[Collection entries]
PR #308, opened 2026-07-14
refactor: Hindsight clean up

louise-poole:
Refactor and clean up of tools/hindsight:

  - Renamed client → venue throughout — the old name was ambiguous; "venue" matches what the field actually represents
  (tx.to, the order-flow owner where a user initiated their swap).
  - Moved Allium + verify logic to `src/verify/` — was scattered inline; now has a proper module boundary.
  - Added clippy lint config (`[lints.clippy]`) with pedantic + anti-panic lints.
  - Replaced `u256_to_f64` string round-trip with a limb-based conversion — clearly documented assumptions made to avoid throwing errors.
  - Added outcome label to hindsight_savings_bps histogram, enabling histogram_quantile median queries split by win/loss on the dashboard.


tamaralipows (approved):
Thanks! I'll fix clippy and merge this

PR #309, opened 2026-07-14
ci: migrate release to release-v3 (release-plz)

kayibal:
Migrates fynd's release from `release-v2` (semantic-release, pushes to main) to the PR-based `release-v3`, using the **release-plz** engine (auto-selected for Rust).

## Changes
- **`release-plz.toml`** — unified-version workspace config using the single-tag pattern (tags/releases disabled workspace-wide, enabled on the `fynd` crate) so one bare tag (e.g. `0.90.0`) is created per release. `publish = false`, `semver_check = false`.
- **`v2-main-workflow.yaml`** — calls `release-v3`. fynd is a library, so there's no build/deploy here.
- **`release.yaml`** — unchanged publishing (crates + npm on the release event), plus one new step: set the npm client version from the release tag (release-plz bumps `Cargo.toml`/`Cargo.lock` but not the npm `package.json`). Also drops the `workflow_dispatch` trigger: a failed release run is recovered by re-running it (re-runs keep the release event payload), while a fresh dispatch would have no tag and attempt a stale npm version.
- Remove `release.config.js`.

## Flow
- Merge to `main` → release-plz opens/updates a release PR (bumps the workspace version + `Cargo.lock` + `CHANGELOG`).
- Merge that PR → single bare tag + GitHub Release → `release.yaml` publishes crates + npm. No commit to main.

## Depends on (all merged)
- propeller-heads/ci-cd-templates#90 — language-dispatching `release-v3` (release-plz for rust).
- propeller-heads/ci-cd-templates#91 — rust toolchain channel fix for the SHA-pinned dtolnay action.
- The App granted `issues: write`.

## Verify on the first release PR
- release-plz bumps the **shared workspace version** once (not per-crate) and updates `Cargo.lock` for all members — not exercised by the single-crate token-quoter validation.
- The `release` event fires `release.yaml` (crates + npm publish) — fynd's separate-workflow trigger path, also not covered by token-quoter.
- `clients/typescript/client/package.json` is bumped only at publish time, not in-tree (intentional; avoids commits to main).


zizou0x:
**The `workflow_dispatch` trigger path of `release.yaml` no longer works after this migration.**

Since release-plz never bumps `clients/typescript/client/package.json` in-tree (semantic-release used to commit the bump to main), the in-tree version stays permanently stale. On a manual dispatch:

1. `github.event.release` doesn't exist, so `tag_name` is `''`
2. Checkout falls back to `github.sha` (tip of main)
3. The new "Set client version from release tag" step is skipped (`if: ${{ github.event.release.tag_name != '' }}`)
4. `npm publish` attempts the stale `package.json` version, which already exists on npm → 409 Conflict

It fails loudly rather than publishing a wrong version, but it kills the manual re-publish escape hatch (e.g. re-running after an npm registry flake when crates already published) — and it fails at the last step, after install + build.

Suggested fix — give dispatch a tag input and use it wherever `tag_name` is used:

```yaml
on:
  workflow_dispatch:
    inputs:
      tag:
        description: "Release tag to publish (e.g. 0.91.0)"
        required: true

# in publish-npm:
      - name: Checkout
        with:
          ref: ${{ github.event.release.tag_name || inputs.tag || github.sha }}

      - name: Set client version from release tag
        env:
          TAG: ${{ github.event.release.tag_name || inputs.tag }}
        if: ${{ env.TAG != '' }}
        run: npm version "$TAG" --no-git-tag-version --allow-same-version
```

(Routing the tag through `env:` also avoids interpolating event data directly into the `run:` script.)

zizou0x (approved):
LGTM, just one Claude comment, but happy to look into it in the next iteration

louise-poole (approved):
Thank you for this! 🙏

kayibal:
Resolved differently in 94ad867: removed `workflow_dispatch` instead of adding a tag input. A failed release run is recovered by re-running it — GitHub re-runs keep the original `release` event payload, so `tag_name` is still set and the publish behaves exactly as the original run (and "Re-run failed jobs" won't repeat an already-succeeded crates publish). That covers the recovery case the dispatch path was for, so rather than wiring a tag input through checkout + versioning to prop up a broken escape hatch, the trigger is gone. If we ever need to republish an arbitrary old tag, we can add a dispatch-with-tag-input then.

PR #2204, opened 2015-04-22
CDAP-2169 delete app through AppLifeCycleHttpHandler

rohitsinha54:
Delete the template (app) when all the associated adapters are deleted.
I am doing it through the AppLifecycleHttpHandler and want to get feedback if its a clean way to do it.
Testing on cluster pending.


chtyim:
Shouldn't do it through handler. Should be done through the AdapterService?

rohitsinha54:
Yes, I thought about doing that by injecting AppLifecycleHttpHandler to AdapterService but then AdapterService does not have HTTPRequest and Responder which is needed to call deleteApp in AppLifecycleHttpHandler. So, should we make the AdapterHTTPHandler pass that too AdapterService too or some other way ?

rohitsinha54:
New PR open according to the suggestions given by @chtyim here: https://github.com/caskdata/cdap/pull/2221

PR #2206, opened 2015-04-22
Use new names for different adapter tests

sreevatsanraman:


bdmogal:
Both tests seem to pass for me locally. It seems like on Bamboo the first test failed because of some edge case/timing issue. As a side effect, the second test failed as well. That should not have happened.

We should get this fix in, so the second failing test does not depend on the outcome of the first.

@sreevatsanraman , Let's create a jira for the first failure and address it if it happens again?

:+1:

sreevatsanraman:
Opened a JIRA: https://issues.cask.co/browse/CDAP-2232

PR #2207, opened 2015-04-22
Packaging adapter artifacts in standalone and master

sreevatsanraman:
Directory structure for packaging

<pre>
plugins/
            < etl-batch-jar >
            < etl-realtime-jar >
            etlBatch/
                          < etl-lib-jar >
            etlRealtime/
                          < etl-lib-jar >
</pre>

- [x] Packaged part of cdap-standlone
- [x] Packaged part of cdap-master rpm and debian
- [x] Pending testing


cdap-master/pom.xml
```diff
@@ -157,24 +152,69 @@
...
+                <id>copy-batch-plugin</id>
+                <phase>prepare-package</phase>
+                <goals>
+                  <goal>copy-resources</goal>
+                </goals>
+                <configuration combine.self="override">
+                  <outputDirectory>${stage.opt.dir}/plugins/${etl.batch.plugin.name}</outputDirectory>
+                  <resources>
+                    <resource>
+                      <directory>${project.parent.basedir}/cdap-app-templates/cdap-etl/cdap-etl-lib/target</directory>
```
gokulavasan: So etl lib JAR is copied to both realtime and batch? ok for now, do we need to split etl-lib into batch-lib, realtime-lib, transforms-lib?

gokulavasan: Or in fact they could all be separate. RealtimeSource.jar, RealtimeSinks.jar, Transforms.jar etc.

gokulavasan: Also how will this work inmemory? If I build app-templates, will I get template and plugin jars separately? That I can manually copy into plugins directory ?

cdap-master/pom.xml
```diff
@@ -138,16 +138,11 @@
     <profile>
       <id>dist</id>
       <properties>
+        <stage.plugins.dir>${project.build.directory}/plugins</stage.plugins.dir>
```
dereklwood: looks like this isn't used anywhere?

cdap-app-templates/cdap-etl/cdap-etl-batch/pom.xml
```diff
@@ -102,6 +105,7 @@
               <Embed-Dependency>*;inline=false;scope=compile</Embed-Dependency>
               <Embed-Transitive>true</Embed-Transitive>
               <Embed-Directory>lib</Embed-Directory>
+              <Export-Package>co.cask.cdap.etl.api.*</Export-Package>
```
gokulavasan: co.cask.cdap.etl.templates.api

cdap-app-templates/cdap-etl/cdap-etl-realtime/pom.xml
```diff
@@ -89,6 +90,7 @@
               <Embed-Dependency>*;inline=false;scope=compile</Embed-Dependency>
               <Embed-Transitive>true</Embed-Transitive>
               <Embed-Directory>lib</Embed-Directory>
+              <Export-Package>co.cask.cdap.etl.api.*</Export-Package>
```
gokulavasan: co.cask.cdap.etl.templates.api

cdap-master/pom.xml
sreevatsanraman: This will have to be done in code.

cdap-app-templates/cdap-etl/cdap-etl-realtime/pom.xml
```diff
@@ -59,6 +59,7 @@
     <dependency>
       <groupId>junit</groupId>
       <artifactId>junit</artifactId>
+      <scope>test</scope>
```
chtyim: This should be set in dependencyManagement in the parent, especially as for junit, which is almost always never used other than in test scope.

cdap-master/pom.xml
```diff
@@ -138,16 +138,10 @@
     <profile>
       <id>dist</id>
       <properties>
+        <etl.batch.plugin.name>etlBatch</etl.batch.plugin.name>
+        <etl.realtime.plugin.name>etlRealtime</etl.realtime.plugin.name>
```
chtyim: You can define a properties file in the src/main/resources/etl.properties have content as:

```
etl.batch.plugin.name=${etl.batch.plugin.name}
etl.realtime.plugin.name=${etl.realtime.plugin.name}
```

then in the Java profile (e.g. ETLReadltimeTemplate.java), you can get it by:

```java
Properties prop = new Properties();
InputStream input = getClass().getResourceAsStream("/etl.properties");
prop.load(input);
...
configurer.setName(prop.get("etl.realtime.plugin.name"));
...
```

This ensure the name is defined in once place.

chtyim: This is the standard way of having maven to do properties substitution. See `ProjectInfo` class in cdap-common on the usage.

cdap-app-templates/cdap-etl/cdap-etl-realtime/pom.xml
sreevatsanraman: You are right. Removed.

cdap-master/pom.xml
sreevatsanraman: Great, learnt a new feature :-). Fixed.

cdap-app-templates/cdap-etl/cdap-etl-batch/src/main/java/co/cask/cdap/templates/etl/batch/ETLBatchTemplate.java
```diff
@@ -86,9 +95,23 @@ public void configureAdapter(String adapterName, ETLBatchConfig etlBatchConfig,
 
   @Override
   public void configure(ApplicationConfigurer configurer, ApplicationContext context) {
-    configurer.setName("etlbatch");
-    configurer.setDescription("Batch Extract-Transform-Load (ETL) Adapter");
-    configurer.addMapReduce(new ETLMapReduce());
-    configurer.addWorkflow(new ETLWorkflow());
+    Properties prop = new Properties();
```
chtyim: I think you can move this logic into `ETLTemplate`. Something like `getAppName`.

sreevatsanraman: good point. fixe.d

chtyim:
LGTM. Merge if tested.

PR #2209, opened 2015-04-22
CDAP-2227 fixing bug where streams were not getting created at

albertshau:
adapter creation time. Turns out its because the stream files get
created, but the stream metadata is not created.

To fix, refactored so that StreamAdmin implementations write the
metadata as well as create the filesystem directories so that
you can't call create stream on the admin without metadata getting
written. Also removing unused leveldb and hbase stream admins.


albertshau:
http://builds.cask.co/browse/CDAP-DUT1585

henry-cask:
Would feature branch build app template? I thought we need to use feature-adapter prefix?

albertshau:
this is almost all platform code, so wanted it to run the full set of unit tests

cdap-data-fabric/src/main/java/co/cask/cdap/data2/transaction/stream/FileStreamAdmin.java
```diff
@@ -393,7 +398,8 @@ public void run() {
           }
           alterExploreStream(StreamUtils.getStreamIdFromLocation(streamLocation), false);
           configLocation.delete();
-        } catch (IOException e) {
+          streamMetaStore.removeStream(streamId);
+        } catch (Exception e) {
```
bdmogal: Does this change behavior? Catching ``Exception`` instead of ``IOException``?

cdap-data-fabric/src/main/java/co/cask/cdap/data2/transaction/queue/inmemory/InMemoryStreamAdmin.java
```diff
@@ -35,18 +37,24 @@
...
+                             StreamMetaStore streamMetaStore) {
     super(queueService);
     this.usageRegistry = usageRegistry;
+    this.streamMetaStore = streamMetaStore;
   }
 
   @Override
   public void dropAllInNamespace(Id.Namespace namespace) throws Exception {
     queueService.resetStreamsWithPrefix(QueueName.prefixForNamedspacedStream(namespace.getId()));
+    for (StreamSpecification spec : streamMetaStore.listStreams(namespace)) {
```
bdmogal: Should we instead add a ``removeAll(Id.Namespace)`` method in ``StreamMetastore``, so that it can be made transactional?

cdap-data-fabric/src/main/java/co/cask/cdap/data2/transaction/stream/FileStreamAdmin.java
albertshau: it does a little bit in that any run time exception that would have happened before will now get wrapped again because of Throwables.propagate

bdmogal:
@albertshau just 1 major comment about adding ``StreamMetastore.removeAll``, and 1 minor question. 

Also, I think I can already see it, but can you confirm with @chtyim that the Queue-based Stream implementation is not needed anymore? Are there any other tests that we could remove since these classes are gone now?

Other than that, the rest LGTM :+1:

cdap-data-fabric/src/main/java/co/cask/cdap/data2/transaction/queue/inmemory/InMemoryStreamAdmin.java
albertshau: the real implementation isn't transactional though, it goes one by one and deletes them.

bdmogal: you mean in the ``FileStreamAdmin``? Yeah, saw that... your call :)

albertshau: think will leave as is until there is a hard requirement.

[Task prompt] In the entries above, how many lines include the word "part"? Give only that number.

[Answer area] 2